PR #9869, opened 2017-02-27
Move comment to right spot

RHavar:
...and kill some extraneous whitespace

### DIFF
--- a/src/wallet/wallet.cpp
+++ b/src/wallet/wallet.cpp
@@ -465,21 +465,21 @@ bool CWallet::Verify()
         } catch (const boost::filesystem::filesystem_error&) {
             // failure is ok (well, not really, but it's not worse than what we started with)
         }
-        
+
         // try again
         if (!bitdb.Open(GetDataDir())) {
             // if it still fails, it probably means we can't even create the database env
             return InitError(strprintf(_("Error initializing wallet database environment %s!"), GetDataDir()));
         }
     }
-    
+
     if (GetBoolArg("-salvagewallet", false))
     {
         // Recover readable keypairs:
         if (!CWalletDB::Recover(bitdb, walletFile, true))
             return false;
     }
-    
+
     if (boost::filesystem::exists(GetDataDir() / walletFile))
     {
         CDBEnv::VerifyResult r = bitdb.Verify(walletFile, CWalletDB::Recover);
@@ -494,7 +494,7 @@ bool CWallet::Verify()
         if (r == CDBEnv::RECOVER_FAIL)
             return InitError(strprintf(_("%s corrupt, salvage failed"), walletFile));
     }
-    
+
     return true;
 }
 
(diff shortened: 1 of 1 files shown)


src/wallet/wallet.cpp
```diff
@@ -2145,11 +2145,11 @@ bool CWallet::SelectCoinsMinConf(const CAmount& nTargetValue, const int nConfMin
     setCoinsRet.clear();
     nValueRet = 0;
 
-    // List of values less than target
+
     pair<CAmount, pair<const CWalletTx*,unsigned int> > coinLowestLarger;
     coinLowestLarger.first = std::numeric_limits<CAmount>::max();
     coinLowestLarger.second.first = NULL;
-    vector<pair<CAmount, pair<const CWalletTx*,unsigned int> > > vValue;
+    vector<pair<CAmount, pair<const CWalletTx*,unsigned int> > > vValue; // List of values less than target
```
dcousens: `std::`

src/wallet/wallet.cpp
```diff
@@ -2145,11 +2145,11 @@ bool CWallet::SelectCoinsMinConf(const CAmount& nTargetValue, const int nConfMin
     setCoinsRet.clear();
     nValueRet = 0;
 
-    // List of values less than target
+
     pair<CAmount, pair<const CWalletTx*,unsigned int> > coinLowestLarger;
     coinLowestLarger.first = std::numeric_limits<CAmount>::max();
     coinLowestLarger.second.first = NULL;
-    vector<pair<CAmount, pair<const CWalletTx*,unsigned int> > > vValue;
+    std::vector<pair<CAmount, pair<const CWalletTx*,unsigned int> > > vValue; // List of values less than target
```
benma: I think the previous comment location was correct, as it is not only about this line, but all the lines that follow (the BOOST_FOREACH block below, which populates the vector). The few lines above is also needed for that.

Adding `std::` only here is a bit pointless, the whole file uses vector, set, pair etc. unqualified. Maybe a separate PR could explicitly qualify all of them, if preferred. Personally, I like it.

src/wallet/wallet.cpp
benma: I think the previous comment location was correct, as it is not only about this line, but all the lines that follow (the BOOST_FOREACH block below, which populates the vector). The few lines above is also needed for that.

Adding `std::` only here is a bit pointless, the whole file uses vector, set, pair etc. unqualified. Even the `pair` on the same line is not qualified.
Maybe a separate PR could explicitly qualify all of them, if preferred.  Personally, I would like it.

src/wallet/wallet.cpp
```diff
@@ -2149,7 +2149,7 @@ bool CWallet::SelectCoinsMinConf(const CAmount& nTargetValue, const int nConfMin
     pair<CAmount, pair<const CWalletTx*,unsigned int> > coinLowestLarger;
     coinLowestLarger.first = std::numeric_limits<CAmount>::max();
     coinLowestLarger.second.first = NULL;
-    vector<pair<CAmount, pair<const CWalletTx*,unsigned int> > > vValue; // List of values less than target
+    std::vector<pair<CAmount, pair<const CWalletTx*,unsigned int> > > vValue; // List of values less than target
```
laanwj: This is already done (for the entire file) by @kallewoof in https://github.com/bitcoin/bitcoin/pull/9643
==============================
Reproduce exactly the stretch of the material above that starts at the line with "Personally, I like it." and ends at the line with "would like it.", both included, and nothing else.

Exercise solution:
Adding `std::` only here is a bit pointless, the whole file uses vector, set, pair etc. unqualified. Maybe a separate PR could explicitly qualify all of them, if preferred. Personally, I like it.

src/wallet/wallet.cpp
benma: I think the previous comment location was correct, as it is not only about this line, but all the lines that follow (the BOOST_FOREACH block below, which populates the vector). The few lines above is also needed for that.

Adding `std::` only here is a bit pointless, the whole file uses vector, set, pair etc. unqualified. Even the `pair` on the same line is not qualified.
Maybe a separate PR could explicitly qualify all of them, if preferred.  Personally, I would like it.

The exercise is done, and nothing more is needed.